Seine Reisen führten ihn quer durch Europa, in die Vereinigten Staaten, nach Australien, Südafrika, Brasilien und nach Hongkong.

Brasilien hat dabei einen besonderen Stellenwert für Loomit, wie man an verschiedenen Stellen im Internet nachlesen kann, wie etwa im Blog von Expedia oder auch schon mal in der Süddeutschen Zeitung: bis 1985 war das Land eine stark abgeschottete Militärdiktatur, Einflüsse von außen drangen kaum ins Land. Die Graffitikultur entwickelte sich dadurch auf eine ganz besondere, spannende Weise, die Loomit als „eigen und poetisch, mit märchenhaften Elementen“ beschreibt. Der Stil der „Grafiteiros“ aus den Favelas erinnert mit langen, runenartigen Schriften an Heavy Metal aus den 1980-iger Jahren. Hier gilt das Extreme als Maxime: Großflächige Bilder entstehen auch schon mal auf der Höhe des 17. Stocks. Dabei ist die Herangehensweise der Brasilianer weniger dogmatisch als vergleichsweise pragmatisch: gemalt wird mit dem, was gerade zur Verfügung steht, etwa Latexfarben, neben den sehr teuren Spraydosen kommen auch Pinsel und Rollen zum Einsatz. Der Fokus liegt weniger auf der künstlerischen Umsetzung von Schrift, sondern vielmehr auf poetischen Darstellungen.
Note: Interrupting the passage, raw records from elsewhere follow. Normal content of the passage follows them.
PR #81, opened 2020-04-16
Add fromDbStringLocal()

ihmc3jn09hk:
Helper function
Maybe operators like +, - shall be added later

### DIFF
--- a/trantor/utils/Funcs.h
+++ b/trantor/utils/Funcs.h
@@ -31,7 +31,7 @@ inline uint64_t ntoh64(uint64_t n)
 {
     return hton64(n);
 }
-inline std::vector<std::string> strsplit(const std::string &s, const std::string &delimiter )
+inline std::vector<std::string> splitString(const std::string &s, const std::string &delimiter )
 {
   size_t last = 0;
   size_t next = 0;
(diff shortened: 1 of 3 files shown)


trantor/utils/Funcs.h
```diff
@@ -30,4 +31,16 @@ inline uint64_t ntoh64(uint64_t n)
 {
     return hton64(n);
 }
+inline std::vector<std::string> strsplit(const std::string &s, const std::string &delimiter )
```
an-tao, line 34: this is implemented in drogon:
https://github.com/an-tao/drogon/blob/17b8c337f9fe6513e81fa3784bc7559cd7f8fcb7/lib/inc/drogon/utils/Utilities.h#L48-L51

ihmc3jn09hk: I see there is an implementation in drogon. However, trantor is not depended on drogon. Therefore, I reimplemented it and see drogon's splitString wrap on trantor implementation?
Or would it be good to move it to trantor?

an-tao: Oh, I see, this is ok, please use Hump nomenclature. (change strsplit to splitString)

ihmc3jn09hk: I will update that name and wrap the Drogon's functions if needed.

an-tao: Ok! thanks

PR #91, opened 2020-05-27
Optimize the LockFreeQueue

an-tao:


an-tao:
@rbugajewski the lock-free multiple producers single consumer queue is the lowest component of the EventLoop, recently I found it can be improved in some way, I use pointer instead of object to avoid unuseful constructing, I'm not sure but I think it works. The complexity introduced by atomics or memory barries make me have to be careful. Please take a look on this PR. thanks.
Note: Only the FreeLockQueue.h file was changed, others were only formatted.

rbugajewski:
I hope I can take a look at it today, or tomorrow at latest.

an-tao:
@rbugajewski Thanks so much!

PR #94, opened 2020-06-09
Add support for Solaris

vedranmiletic:
Tested on illumos distribution OmniOS Community Edition.


an-tao:
@vedranmiletic Thanks so much.

PR #95, opened 2020-06-28
fixed install shared library errors.

linuxserverdev:
when BUILD_TRANTOR_SHARED on,cmake triggered an error


an-tao:
Thanks so much!

PR #867, opened 2021-11-23
Move the build job to alinux

pshipton:
xlinux is slow in good times, and having networking issues atm. If it
works, should be much faster on alinux.


pshipton:
jenkins doc stage

pshipton:
jenkins doc stage

pshipton:
Seems not portable to other platforms.

PR #884, opened 2022-01-24
Remove stale footnote references and add planned releases

### LINKED ISSUE #883: Stale footnote references should be removed
On https://www.eclipse.org/openj9/docs/openj9_support/, there are footnotes for past releases that identify them as future, expected releases.

keithc-ca:
Fixes #883.


pshipton:
Since you are modifying this, can you please add lines for 0.31, 0.32, and remove 0.25 and 0.26.

keithc-ca:
Updated.

pshipton:
I don't think 0.30 and 0.31 need the `(1)` footnote. OpenJDK already released what we need for 0.30, and 0.30 builds will be published when this doc change goes live at the main site (https://www.eclipse.org/openj9/docs/). Java 18 is well in progress at OpenJDK, I don't think there is any question about it being released.

keithc-ca:
Removing the (1) footnote from 0.30.0 seems reasonable, given that release is imminent.

I think the footnote for 0.31.0 should remain: it's likely it will be released around that time, but it's not guaranteed.

I see 0.33 listed at https://github.com/eclipse-openj9/openj9/milestones; you didn't explicitly mention it and I didn't notice it earlier. Do you think we should list it as well?

pshipton:
You can list as many future releases as you want. I don't have a concern with listing 0.33 (or removing 0.27).

keithc-ca:
Updated (footnote removed from 0.30.0; release 0.33.0 added).

keithc-ca:
jenkins doc stage

keithc-ca:
The check-marks for 0.31.0 are the wrong colour: I will fix that.

keithc-ca:
jenkins doc stage

keithc-ca:
That looks better: https://eclipse-openj9.github.io/openj9-docs-staging/884/openj9_support/

pshipton (approved):

PR #898, opened 2022-02-10
Update support to remove CentOS/RHEL 8 from 31/32 bit, RHEL 7 from Z31

pshipton:
RHEL 8 doesn't provide 32-bit support drivers. OpenJ9 only supports
Linux 31/32 bit via IBM Java 8, which doesn't support RHEL 7 on Z31 as
per https://www.ibm.com/docs/en/sdk-java-technology/8?topic=installing-supported-environments


pshipton:
jenkins doc stage

pshipton:
jenkins doc stage

pshipton:
jenkins doc stage

PR #926, opened 2022-04-20
Document OPENJ9_JAVA_COMMAND_LINE and related options

### LINKED ISSUE #925: Update list of environment variables set by VM
https://github.com/eclipse-openj9/openj9/issues/947

**Overview:**
*The set of environment variables defined by the VM has changed.*

**Release target:**
*Eclipse OpenJ9 0.32.0*

*All versions*

*All platforms except z/OS*

Two new options are added:
* `-XX:+OpenJ9CommandLineEnv` (default, except on z/OS)
* `-XX:-OpenJ9CommandLineEnv` (default on z/OS)

keithc-ca:
Fixes #925.


keithc-ca:
jenkins doc stage

pshipton:
@doveye note IBM_JAVA_COMMAND_LINE is removed as it doesn't apply to OpenJ9, however it does apply to IBM Java 8.

docs/xxopenj9commandlineenv.md
```diff
@@ -0,0 +1,40 @@
...
+
+This option controls whether the VM captures the command line in the environment variable `OPENJ9_JAVA_COMMAND_LINE`.
+
+## Syntax
+
+        -XX:[+|-]OpenJ9CommandLineEnv
+
+| Setting                     | Effect  |
+|-----------------------------|---------|
+| `-XX:+OpenJ9CommandLineEnv` | Enable  |
```
pshipton, line 35: Other options put an indication beside the default option (`:fontawesome-solid-check:{: .yes aria-hidden="true"}<span class="sr-only">yes</span>`)

pshipton: I think we should do that and indicate the platform variation in brackets. Also we could mention that enabling it on z/OS may lead to undesirable results.

keithc-ca: Yes, but I wasn't sure how to display that the default varies by platform. How about *two* additional columns (for z/OS and other platforms) like this?

| Setting                     | Effect  | Default on z/OS | Default on Other Platforms |
|-----------------------------|---------|:-:|:-:|
| `-XX:+OpenJ9CommandLineEnv` | Enable  |   | x |
| `-XX:-OpenJ9CommandLineEnv` | Disable | x |   |

pshipton: It's fine with me. @doveye may also have an opinion.

keithc-ca:
jenkins doc stage

docs/xxopenj9commandlineenv.md
keithc-ca: I think using separate columns is clearer, and there's precedence for that approach: https://www.eclipse.org/openj9/docs/xxidletuningcompactonidle/.

keithc-ca:
jenkins doc stage

keithc-ca:
jenkins doc stage

pshipton (approved):

docs/version0.32.md
```diff
@@ -53,6 +54,10 @@ This option specifies whether generated hidden MethodHandle frames are displayed
 
 You can now use the `SharedClassStatistics` API to get the name, path, and directory of a shared classes cache. Depending on the operating system, you can also get the number of attached VMs for a non-persistent cache. This information is available through the following new methods: `cacheDir()`, `cacheName()`, `cachePath()`, and `numberAttached()`. For more information, see the API documentation.
 
+### New `-XX:[+|-]OpenJ9CommandLineEnv` option added
+
+This option specifies whether the command line should be captured in the environment variable `OPENJ9_JAVA_COMMAND_LINE`. For more information, see [`-XX:[+|-]OpenJ9CommandLineEnv`](xxopenj9commandlineenv.md).
```
doveye, line 59: Can we please change "should be" to "is" (use present tense where possible), or even better, use similar text to xxopenj9commandlineenv.md, ie "VM captures the command line" rather than "command line is captured" (active voice). Also, do we mean the generic "command line" or more specifically the "command that was used to start the VM"?
"

docs/xxopenj9commandlineenv.md
```diff
@@ -0,0 +1,40 @@
...
+* [1] https://www.gnu.org/software/classpath/license.html
+* [2] http://openjdk.java.net/legal/assembly-exception.html
+*
+* SPDX-License-Identifier: EPL-2.0 OR Apache-2.0 OR GPL-2.0 WITH
+* Classpath-exception-2.0 OR LicenseRef-GPL-2.0 WITH Assembly-exception
+-->
+
+# -XX:\[+|-\]OpenJ9CommandLineEnv
+
+This option controls whether the VM captures the command line in the environment variable `OPENJ9_JAVA_COMMAND_LINE`.
```
doveye, line 27: Same comment about generic "command line" as before. Also, I think we could usefully add the info from the env var topic after the first sentence plus we could use some clarification of what enabled/disable means for the behavior (it's pretty obvious but worth clarifying just in case). Eg: "When this option is enabled, the VM captures the command that was used to start the VM in the environment variable `OPENJ9_JAVA_COMMAND_LINE`. You can later use this environment variable to find the parameters that were set when the VM started."

docs/xxopenj9commandlineenv.md
```diff
@@ -0,0 +1,40 @@
...
+## Syntax
+
+        -XX:[+|-]OpenJ9CommandLineEnv
+
+| Setting                     | Effect  | Default on z/OS                                                                      | Default on other platforms                                                           |
+|-----------------------------|---------|:------------------------------------------------------------------------------------:|:------------------------------------------------------------------------------------:|
+| `-XX:+OpenJ9CommandLineEnv` | Enable  |                                                                                      | :fontawesome-solid-check:{: .yes aria-hidden="true"}<span class="sr-only">yes</span> |
+| `-XX:-OpenJ9CommandLineEnv` | Disable | :fontawesome-solid-check:{: .yes aria-hidden="true"}<span class="sr-only">yes</span> |                                                                                      |
+
+It is enabled by default on most platforms. On z/OS, however, it is disabled by default because it is believed to be the cause of at least one crashing scenario. For more information, see [Environment variables](env_var.md).
```
doveye, line 38: I don't think we need "It is enabled by default on most platforms." because that info is covered by the table (and more specifically).
Need to use "this option" instead of the ambiguous "it", z/OS needs a trademark (`&reg;`), and not sure about the problem text. Suggest "This option is currently disabled by default on z/OS&reg; because it might cause the VM to crash." (I used the word "currently" to reassure users that the problem will be fixed, which I assume is the case.)

Rather than "For more information, see <env var topic>", which doesn't really contain much more info (and no more with these review updates), I suggest a "See also" section similar to  https://www.eclipse.org/openj9/docs/xdisablejavadump/#see-also

Presumably there's no way for a user to get the command-line info on z/OS but if IBM_JAVA_COMMAND_LINE wasn't used by OpenJ9 before anyway, I guess there's no change so nothing to document. I assume that's also the reason we're not announcing that IBM_JAVA_COMMAND_LINE is deprecated, or mentioning that it's been removed.

doveye (commented):
Some changes suggested

docs/version0.32.md
keithc-ca: I will update as suggested.

Yes, it's the more generic command line. It applies not just to the `java` launcher, but to any application that uses JNI to invoke `JNI_CreateJavaVM()`.

docs/xxopenj9commandlineenv.md
pshipton: IBM_JAVA_COMMAND_LINE is not deprecated or removed, but it's only supported by IBM Java 8, and was never a feature of OpenJ9 builds.

keithc-ca:
Updated and rebased.

keithc-ca:
jenkins doc stage

Issue #927, opened 2022-04-25
Delete sentence that says JITServer is tech preview on zLinux


mpirvu:
**Issue or pull request number:**
*https://github.com/eclipse-openj9/openj9/pull/14424*

**Overview:**
*Since we fixed the remaining bugs for JITServer on zLinux we can declare full support on this platform as well. Thus we shouls remove the sentence that says: "Note: On Linux on IBM Z systems, this feature is a technical preview and should not be used in production environments."*

**Release target:**
*Eclipse OpenJ9 0.32.0*

**Applies to the following JDK versions:**
*8, 11 and 17 (where JITServer is supported)*

**Applies to the following platforms:**
*Linux Z*

doveye:
Doc updates are in as are updates to the release notes in the code repo, so this issue is done.

PR #928, opened 2022-04-25
Starting with release 0.32.0 JITServer is supported on zLinux as well

mpirvu:
Issue: #927

Signed-off-by: Marius Pirvu <mpirvu@ca.ibm.com>

### DIFF
--- a/docs/jitserver.md
+++ b/docs/jitserver.md
@@ -26,8 +26,6 @@
 
 **Linux&reg; on x86, Linux on IBM Power&reg; systems, and Linux on IBM Z&reg; systems (64-bit only)**
 
-:fontawesome-solid-pencil-alt:{: .note aria-hidden="true"} **Note:** On Linux on IBM Z systems, this feature is a technical preview and should not be used in production environments.
-
 JITServer technology decouples the JIT compiler from the VM and lets the JIT compiler run remotely in its own process. This mechanism prevents your Java&trade; application suffering possible negative effects due to CPU and memory consumption caused by JIT compilation.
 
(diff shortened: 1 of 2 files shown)


pshipton:
Pls update the release notes as well. 
https://www.eclipse.org/openj9/docs/version0.32/

mpirvu:
Created openj9 PR  https://github.com/eclipse-openj9/openj9/pull/14966 to update doc/release-notes/0.32/0.32.md

doveye:
Jenkins doc stage

doveye (approved):
You only need to trademark the first occurrence of a term, in normal text (terms don't need to be trademarked in titles). Plus these days it's just "IBM Z" rather than "IBM Z systems". But they are minor issues and this release has already gone out so I'm going to approve. We can make a note to tweak the text in future.

mpirvu:
> In the openj9 release notes it mentions JIT server (for Z) is only supported on 8, 11, 17. I don't see this limitation mentioned in the User Guide.

There is nothing known that prevents us to declare support for non LTS Java releases. It was a decision to limit exposure to just LTS Java. The same pattern was used with previous releases: the release notes only claimed support for Java8/11 and Java17 when it was released.
I can modify the User Guide to be more specific (i.e. say that only Java8/11/17 are supported)

pshipton:
> I can modify the User Guide to be more specific (i.e. say that only Java8/11/17 are supported)

Up to you, I was just pointing it out. I doubt we can expect user's to be aware of something announced in some old release notes.

Issue #932, opened 2022-05-10
AIX 11.0.16 requires the 16.1 XL C++ Runtime


pshipton:
**Issue or pull request number:**
https://github.com/eclipse-openj9/openj9/issues/14865

**Overview:**
Java 11 requires the 16.1 XL C++ Runtime installed.

**Release target:**
OpenJ9 0.33

**Applies to the following JDK versions:**
Java 11.0.16

**Applies to the following platforms:**
AIX

PR #933, opened 2022-05-10
AIX 11.0.16 requires the 16.1 XL C++ Runtime

pshipton:
Fixes https://github.com/eclipse-openj9/openj9-docs/issues/932

### DIFF
--- a/docs/version0.33.md
+++ b/docs/version0.33.md
@@ -1,0 +1,49 @@
+<!--
+* Copyright (c) 2017, 2022 IBM Corp. and others
+*
+* This program and the accompanying materials are made
+* available under the terms of the Eclipse Public License 2.0
+* which accompanies this distribution and is available at
+* https://www.eclipse.org/legal/epl-2.0/ or the Apache
+* License, Version 2.0 which accompanies this distribution and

Alljährlicher Sprayer-Gipfel in München
Loomit lädt alljährlich die international besten und bekanntesten Künstler der Sprayer-Szene nach München ein, wo sie sich in der Kultfabrik am Ostbahnhof treffen, verwirklichen und verewigen. Hier hat Loomit sein Studio: in den riesigen Industriehallen gibt es ausreichend Platz und große Wände, Müllcontainer und Laternen – was es allerdings kaum noch gibt, sind Flächen, die noch nicht mit Farbe bedeckt sind.

Ein Ehrenkodex unter den Sprayern besagt, dass nie ein bestehendes Bild übersprayt werden darf. Dadurch kann durch bewusste und gezielte Aktionen mit künstlerischem Graffiti auch illegalen Sprayaktionen vorgebeugt werden, wie etwa an einer Skateranlage in Duisburg. Hier werden die Erzbunkerwände und die Kletterwand von Graffitikünstlern gestaltet. Jeder Sprayer arbeitet mit sogenannten Tags und versteckt in seiner Kunst seine Signatur. Wenn man Loomits Kletterwand genau betrachtet, kann man im Wasserfall ein „L“ erkennen, die restlichen Buchstaben verstecken sich in den einzelnen Gebirgsfelsen. Das zeigt wieder einmal: Graffiti macht Mut zum Suchen und Entdecken.